To Muslims, the Qu’ran and what it contains are not merely divinely inspired, but the unadulterated word of Allah himself..G-d 3.0,if you will, direct from the source. It is always a wasted, futile effort to quarrel with items of faith. However, the hadiths again agree that Mohammed, who was familiar with Judaism and Christianity prayed for a third divine revelation specifically for the Arabs, rather than for mankind as a whole, and it is also a fact that Islam was uniquely formulated for the Arab tribal cultures at the time. Mohammed himself refers to the Arabs as `the best of peoples’ and even today the Qu’ran is primarily studied in Arabic and has, in general what we might call an Arab-centric bias.
In terms of Islam’s view of women and female sexuality, it seems obvious to me that part of it came from the existing Arab tribal culture and a great deal of it from Mohammed’s personal view of women, based on his experiences.
It’s not at all hard to imagine a fifty-year-old man,who had spent all of his young manhood married to a much older woman who held the purse strings would picture a paradise peopled by young, eternally virgin houris,or that a significant part of the Qu’ran would deal with the subject of women as booty.
Of course, that was then and this is now, but based on the examples I’ve given above, not much has changed in a significant part of the Muslim world.
Part of the reason, of course is the example of Mohammed, who Muslims consider the human paradigm, the perfect man and someone whom many Muslims seek to emulate.

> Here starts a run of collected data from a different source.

PR #967, opened 2021-08-10
changed render of link so search can find the text

edewit:
fixes: #965

### DIFF
--- a/src/realm-roles/RolesList.tsx
+++ b/src/realm-roles/RolesList.tsx
@@ -1,4 +1,4 @@
-import React, { useState } from "react";
+import React, { ReactNode, useState } from "react";
 import { Link, useHistory, useRouteMatch } from "react-router-dom";
 import { useTranslation } from "react-i18next";
 import { AlertVariant, Button, ButtonVariant } from "@patternfly/react-core";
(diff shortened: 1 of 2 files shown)


src/realm-roles/RolesList.tsx
```diff
@@ -34,11 +34,17 @@ type RolesListProps = {
...
 };
 
-const RoleLink = ({ role }: { role: RoleRepresentation }) => {
+const RoleLink = ({
+  children,
+  role,
+}: {
+  role: RoleRepresentation;
+  children: ReactNode;
+}) => {
```
jonkoops, line 43: You can use the `FunctionComponent` type here from React, which already includes the correct type for `children`.

```suggestion
type RoleLinkProps = {
  role: RoleRepresentation;
};

const RoleLink: FunctionComponent<RoleLinkProps> = ({ children, role }) => {
```

src/realm-roles/RolesList.tsx
```diff
@@ -69,7 +75,9 @@ export const RolesList = ({
 
   const RoleDetailLink = (role: RoleRepresentation) => (
     <>
-      <RoleLink role={role} />
+      <RoleLink role={role}>
+        <>{role.name}</>
```
jonkoops, line 79: Why do we need a fragment here? I believe you can render the children directly.
```suggestion
        {role.name}
```

jonkoops (changes requested):

jonkoops (approved):

PR #987, opened 2021-08-11
added user in role for client tab

edewit:
fixes: #984


src/realm-roles/UsersInRoleTab.tsx
```diff
@@ -9,24 +9,34 @@ import { KeycloakDataTable } from "../components/table-toolbar/KeycloakDataTable
...
+        max,
+      });
+    } else {
+      usersWithRole = await adminClient.roles.findUsersWithRole({
+        name: role.name!,
+        first,
+        max,
+      });
+    }
     return usersWithRole || [];
```
jonkoops, line 40: I think this code can be shortened by directly returning the result.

If Mohammed reacted unconsciously to his early history by relegating women to the status of chattel controlled by men, if he gleefully partook of those female captives his right hand possessed, if he felt perfectly free to consummate a marriage with a nine-year-old girl at the ripe age of 55, if he said the beating of a disobedient wife was acceptable behavior, there are a significant number of Muslims today that regard this as perfectly acceptable.
The question that remains is how much of these attitudes came from Mohammed’s own psyche and his feelings about his marriage and how much came from the ancient Arab tribal cultures.

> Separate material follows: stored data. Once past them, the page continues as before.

Issue #971, opened 2021-08-10
[UX Review] Remove the eye icon of the Bind credentials after creating an Ldap provider


yih-wang:
Location: User federation -> Ldap provider -> Settings 

The eye icon makes no sense at this time as the users are not permitted to see the plain text.
![image](https://user-images.githubusercontent.com/23331885/128820898-57281c3f-7628-47e0-8d46-a3fb7342fa04.png)
![image](https://user-images.githubusercontent.com/23331885/128820917-44932e4d-b756-495f-bada-5146d7dfd3fe.png)

PR #991, opened 2021-08-11
change to TextInput when editing 

edewit:
Because keycloak doesn't store the password as clear text and returns the password as '***' it doesn't make sense to reveal the text

fixes: #971

### DIFF
--- a/src/components/password-input/PasswordInput.tsx
+++ b/src/components/password-input/PasswordInput.tsx
@@ -8,7 +8,15 @@ import {
 } from "@patternfly/react-core";
 import { EyeIcon, EyeSlashIcon } from "@patternfly/react-icons";
 
-const PasswordInputBase = ({ innerRef, ...rest }: TextInputProps) => {
+type PasswordInputProps = TextInputProps & {
+  hasReveal?: boolean;
+};
+
+const PasswordInputBase = ({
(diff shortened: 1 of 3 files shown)


jonkoops (approved):

jonkoops:
Since this is a UX review ticker I think that someone from the UXD team will have to take a look at it before merging. @xianli123 @yih-wang could you take a look at it.

mfrances17 (changes requested):
Seems like it would make more sense to add this change to the PasswordInput component itself, instead of burying a new component within LDAP settings... what do you think?

yih-wang:
LGTM

edewit:
@mfrances17 all I do is change the password input field out for a normal text field when it's in edit mode. Are you suggesting to add an edit mode property to the `PasswordInput` field itself?

mfrances17:
@edewit yeah i figured since we've already create a custom password component, it could just be one more prop we add to it. another quicker but less desirable option would be to just lift the new PasswordComponent out of ldap settings and define it as a separate keycloak component in \Components. but then we'd have two specialized keycloak password components. just a suggestion.

edewit:
@mfrances17 done

jonkoops (approved):

PR #992, opened 2021-08-11
Prefer optional chaining over validating references

jonkoops:
Use optional chaining in all places over validating references. Introduce an ESLint rule to enforce this.

## Motivation
A common review comment is to use optional chaining over traditional reference validation (e.g. `foo && foo.bar`). To save time on these trivial review comments it's easier to enforce this as an ESLint rule so it can be caught early in development.

### DIFF
--- a/.eslintrc.js
+++ b/.eslintrc.js
@@ -17,6 +17,8 @@ module.exports = {
     },
   },
   rules: {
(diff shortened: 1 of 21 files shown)


mfrances17 (approved):
LGTM

Issue #692, opened 2021-06-10
[UX Review] Groups - Global search


yih-wang:
These issues haven't been addressed yet. @edewit 

1. A breadcrumb is missing so I can't find a way to return to the group list. Reference the design here - https://marvelapp.com/prototype/228971ig/screen/79872064
![image](https://user-images.githubusercontent.com/23331885/121533726-25211500-ca33-11eb-86ff-97339270e4a9.png)

2. This page needs to be updated to align with the design - https://marvelapp.com/prototype/228971ig/screen/79872065
![image](https://user-images.githubusercontent.com/23331885/121534013-69141a00-ca33-11eb-9c03-1bb1de7bbeaa.png)

jonkoops:
@yih-wang I am taking a look at these issues. For #1 I cannot reproduce the issue, perhaps it has been fixed in the meantime? Could you give me a reproducible scenario?

For #2, what parts of the design are missing exactly? I see that the path is no longer displayed at all for example.

yih-wang:
@jonkoops 

> For nr. 1 I cannot reproduce the issue, perhaps it has been fixed in the meantime? Could you give me a reproducible scenario?

Yes, I think it's been fixed, but the breadcrumb is still not correct. It should be Groups > Search group (align with the option name). Also I'm wondering whether the header should also be aligned with the option name - that is what we usually do. So the Search for groups can be changed to Search group. What do you think?
![image](https://user-images.githubusercontent.com/23331885/128658648-ccf1cc22-49a5-4b86-87ed-4dd0541c6433.png)

> For nr. 2, what parts of the design are missing exactly? I see that the path is no longer displayed at all for example.

I've checked the latest version of the search result screen. The padding is not correct. So the comparison between the search screen of the Groups and Users.
![image](https://user-images.githubusercontent.com/23331885/128658930-f9345f0c-b8e9-4bf1-ab30-df7d3245940a.png)
![image](https://user-images.githubusercontent.com/23331885/128659034-9c1f7c37-971f-4147-826a-8e76af91709d.png)

A new issue I found is after I search for something, a new level is added to the breadcrumb, which is not necessary. In the screenshot above, the breadcrumb should still be "Groups > Search group" instead of "Search > Search groups > Group details"

PR #998, opened 2021-08-12
fixed breadcrumb for search and seach box distance

edewit:
fixes: #692

### DIFF
--- a/src/components/bread-crumb/GroupBreadCrumbs.tsx
+++ b/src/components/bread-crumb/GroupBreadCrumbs.tsx
@@ -22,6 +22,7 @@ export const GroupBreadCrumbs = () => {
     });
   }, [history]);
 
+  const isLastGroup = (index: number) => subGroups.length - 1 === index;
   return (
     <>
       {subGroups.length !== 0 && (
@@ -31,7 +32,7 @@ export const GroupBreadCrumbs = () => {
           </BreadcrumbItem>
           {subGroups.map((group, i) => (
             <BreadcrumbItem key={i} isActive={subGroups.length - 1 === i}>
-              {subGroups.length - 1 !== i && (
+              {!isLastGroup(i) && (
                 <Link
                   to={location.pathname.substr(
                     0,
@@ -42,7 +43,10 @@ export const GroupBreadCrumbs = () => {
                   {group.name}
                 </Link>
               )}
-              {subGroups.length - 1 === i && <>{t("groups:groupDetails")}</>}
+              {isLastGroup(i) && group.id !== "search" && (
+                <>{t("groups:groupDetails")}</>
+              )}
+              {isLastGroup(i) && group.id === "search" && <>{group.name}</>}
             </BreadcrumbItem>
           ))}
         </Breadcrumb>
--- a/src/components/bread-crumb/GroupBreadCrumbs.tsx
+++ b/src/components/bread-crumb/GroupBreadCrumbs.tsx
@@ -22,7 +22,6 @@ export const GroupBreadCrumbs = () => {
     });
   }, [history]);
 
-  const isLastGroup = (index: number) => subGroups.length - 1 === index;
   return (
     <>
       {subGroups.length !== 0 && (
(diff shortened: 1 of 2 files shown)


src/components/bread-crumb/GroupBreadCrumbs.tsx
```diff
@@ -31,7 +32,7 @@ export const GroupBreadCrumbs = () => {
           </BreadcrumbItem>
           {subGroups.map((group, i) => (
             <BreadcrumbItem key={i} isActive={subGroups.length - 1 === i}>
```
jonkoops, line 34: Perhaps we can use the group id for the key instead?
```suggestion
            <BreadcrumbItem key={group.id} isActive={subGroups.length - 1 === i}>
```

jonkoops, line 34: I think we can use the `isLastGroup()` function here as well.
```suggestion
            <BreadcrumbItem key={i} isActive={isLastGroup(i)}>
```

src/components/bread-crumb/GroupBreadCrumbs.tsx
```diff
@@ -42,7 +43,10 @@ export const GroupBreadCrumbs = () => {
                   {group.name}
                 </Link>
               )}
-              {subGroups.length - 1 === i && <>{t("groups:groupDetails")}</>}
+              {isLastGroup(i) && group.id !== "search" && (
+                <>{t("groups:groupDetails")}</>
+              )}
+              {isLastGroup(i) && group.id === "search" && <>{group.name}</>}
```
jonkoops, line 49: There is no need to use a fragment here, as a string is also a valid JSX element. We can also use a ternary operation to reduce the amount of calls to `isLastGroup()`.

```suggestion
              {isLastGroup(i) &&
                (group.id === "search" ? group.name : t("groups:groupDetails"))}
```

src/components/bread-crumb/GroupBreadCrumbs.tsx
```diff
@@ -22,6 +22,7 @@ export const GroupBreadCrumbs = () => {
     });
   }, [history]);
 
+  const isLastGroup = (index: number) => subGroups.length - 1 === index;
```
jonkoops, line 25: Instead of defining a function which we have to call every time we need a result, we can also define a variable in the function body of the `map()` over the subgroups to get the value once.

```tsx
{subGroups.map((group, i) => {
  const isLastGroup = i === subGroups.length - 1;

  return (
    <BreadcrumbItem key={group.id} isActive={isLastGroup}>
      ...
    </BreadcrumbItem>
  );
})}
```

src/groups/SearchGroups.tsx
```diff
@@ -55,16 +58,19 @@ export const SearchGroups = () => {
...
-          {group.name}
-        </Link>
-      </>
-    );
-  };
+  const GroupNameCell = (group: SearchGroup) => (
+    <>
+      <Link
+        key={group.id}
+        to={`/${realm}/groups/search/${group.link}`}
```
jonkoops, line 65: Any chance we could use one of the link functions from the route definition here?

src/groups/SearchGroups.tsx
```diff
@@ -55,16 +58,19 @@ export const SearchGroups = () => {
...
+        onClick={() =>
+          setSubGroups([{ name: t("searchGroups"), id: "search" }, group])
```
jonkoops, line 67: Interesting, we're setting an internal state that is derived from the URL state as well? Can't we only derive this state from the path entirely?

src/groups/SearchGroups.tsx
```diff
@@ -108,44 +114,43 @@ export const SearchGroups = () => {
...
-                {term}
-              </Chip>
-            ))}
-          </ChipGroup>
-        </Form>
         <KeycloakDataTable
           key={key}
+          isSearching
+          toolbarItem={
+            <>
```
jonkoops, line 123: Why do we need this fragment? Looks like there is only a single child element.

jonkoops (changes requested):

src/groups/SearchGroups.tsx
edewit: otherwise it doesn't work, I don't know why

src/groups/SearchGroups.tsx
edewit: we could if we had a way to put the group name and it's ID on the url.

src/groups/SearchGroups.tsx
edewit: don't see how to do that quickly

jonkoops: Let's skip it for now then.

src/groups/SearchGroups.tsx
jonkoops: Yeah, this seems like an improvement we can do at a later point.

src/components/bread-crumb/GroupBreadCrumbs.tsx
```diff
@@ -29,22 +29,28 @@ export const GroupBreadCrumbs = () => {
...
-                  {group.name}
-                </Link>
-              )}
-              {subGroups.length - 1 === i && <>{t("groups:groupDetails")}</>}
-            </BreadcrumbItem>
-          ))}
+          {subGroups.map((group, i) => {
+            const isLastGroup = i === subGroups.length - 1;
+            return (
+              <BreadcrumbItem key={i} isActive={isLastGroup}>
```
jonkoops, line 35: Can we use the group id here for the key prop?
```suggestion
              <BreadcrumbItem key={group.id} isActive={isLastGroup}>
```

jonkoops (changes requested):

yih-wang (changes requested):
1. Enter (on keyboard) doesn't work when I want to trigger the search
2. The search bar and the chips are next to each other. I think there should be an 8px (or around) space between them. I haven't found a code example in Patternfly, only a screenshot in the guidelines like this 
image
3. The search bar should be left-aligned with the header (like the main page of the Groups)

yih-wang (approved):
LGTM

jonkoops (approved):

My own feeling is that the two attitudes fed on each other, as Islam and the primitive tribal culture combined back in the day to sustain each other.
And because of that, they can’t be separated by their very nature…even though some valiant attempts have been made in the past, and are being made today by some Muslims who understand the need for a change.
The psychodrama inherent in Islam’s attitudes towards women and fear of female sexuality is something that’s going to have to be worked out, one way or the other, by Muslims themselves and they are certainly welcome to it. But from the West’s point of view, it offers a unique tool in eliminating the problems with Islam here at home. To put it bluntly, Islam does not and never has played well with others.
For our own societies, we can help the process along by curtailing immigration from countries where these attitudes are common and avoiding even the slightest recognition of sharia law as an acceptable legal system. And when it comes to those Muslims already here, monitoring and if need be intervening to make sure that what’s being taught in all those Saudi-funded madrassahs and Islamic schools does nothing to contradict or undermine our western laws and standards.
Aside from these steps freeing Muslim women, it will protect our own women and girls. The horrendous rape epidemic in Europe perpetrated almost exclusively by Muslim men against non-Muslim women is a warning of what happens when Islam is imported without some very stringent guidelines. It should never have happened anywhere and it should not be repeated, no matter what steps it takes and how ‘politically incorrect’ it seems.
And the example set could end up changing the entire dynamic, as it did in Post-WWII Japan. Or to put it another way, free the women and the rest will follow.That strategy is as old as Eve and the Apple.